* [Exercise directions]: State how many lines in the records hold the word "aafeijoo", giving the number and no other text.

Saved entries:
··········

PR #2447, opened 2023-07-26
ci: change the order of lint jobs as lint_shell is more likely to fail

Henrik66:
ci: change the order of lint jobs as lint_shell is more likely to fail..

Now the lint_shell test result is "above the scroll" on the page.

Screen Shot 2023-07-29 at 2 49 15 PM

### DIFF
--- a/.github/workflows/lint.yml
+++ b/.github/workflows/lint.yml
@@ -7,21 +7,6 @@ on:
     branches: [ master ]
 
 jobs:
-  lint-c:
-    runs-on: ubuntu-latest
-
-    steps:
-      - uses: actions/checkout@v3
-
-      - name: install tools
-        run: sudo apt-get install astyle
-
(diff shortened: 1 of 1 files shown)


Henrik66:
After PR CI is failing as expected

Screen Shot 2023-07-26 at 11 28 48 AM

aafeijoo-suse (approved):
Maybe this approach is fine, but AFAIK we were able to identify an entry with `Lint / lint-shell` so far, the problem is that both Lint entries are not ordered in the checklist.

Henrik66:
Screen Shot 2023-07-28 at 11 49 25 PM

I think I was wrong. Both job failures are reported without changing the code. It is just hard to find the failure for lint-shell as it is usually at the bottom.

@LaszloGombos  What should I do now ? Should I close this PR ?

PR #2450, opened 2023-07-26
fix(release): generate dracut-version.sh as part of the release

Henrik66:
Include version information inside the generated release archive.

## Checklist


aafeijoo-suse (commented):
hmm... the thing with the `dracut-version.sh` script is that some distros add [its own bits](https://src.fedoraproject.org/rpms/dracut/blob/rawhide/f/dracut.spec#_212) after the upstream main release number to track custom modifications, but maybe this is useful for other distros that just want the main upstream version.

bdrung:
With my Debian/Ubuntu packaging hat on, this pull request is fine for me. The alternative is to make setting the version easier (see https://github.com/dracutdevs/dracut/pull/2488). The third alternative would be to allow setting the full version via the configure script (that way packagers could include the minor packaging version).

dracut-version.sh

··········

* [Exercise answer]: 2